Determine how many lines in the records below contain "from", then state that number alone.
SUPPLIED DATA section start
PR #1878, opened 2019-08-28
fix paths in prototypes.h

reaper7:
Arduino on windows machine shows this error:
```
In file included from sketch\config/all.h:36:0,

                 from C:\Programy\arduino_projekty\espurna_dev\code\espurna\espurna.ino:22:

sketch\config/prototypes.h:178:86: fatal error: static/letsencrypt_isrgroot_pem.h: No such file or directory

 #include "static/letsencrypt_isrgroot_pem.h" // Default to LetsEncrypt X3 certificate

                                                                                      ^

compilation terminated.
```
replace include paths from **static/** to **../static/** fix problem

### DIFF
--- a/code/espurna/config/prototypes.h
+++ b/code/espurna/config/prototypes.h
@@ -173,9 +173,9 @@ using mqtt_callback_f = std::function<void(unsigned int, const char *, char *)>;
 #endif
 
 #if MQTT_SECURE_CLIENT_INCLUDE_CA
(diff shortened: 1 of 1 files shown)


mcspr:
Thanks! I'd note that this is cross-platform issue, IDE / arduino-builder does things differently from platformio builder. For example, I do see the same issue with Linux build via arduino-cli
This should probably go into .ino, like WebUI headers... will add into the #1873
SUPPLIED DATA section end
→ **SOLUTION TO THIS TASK**:
4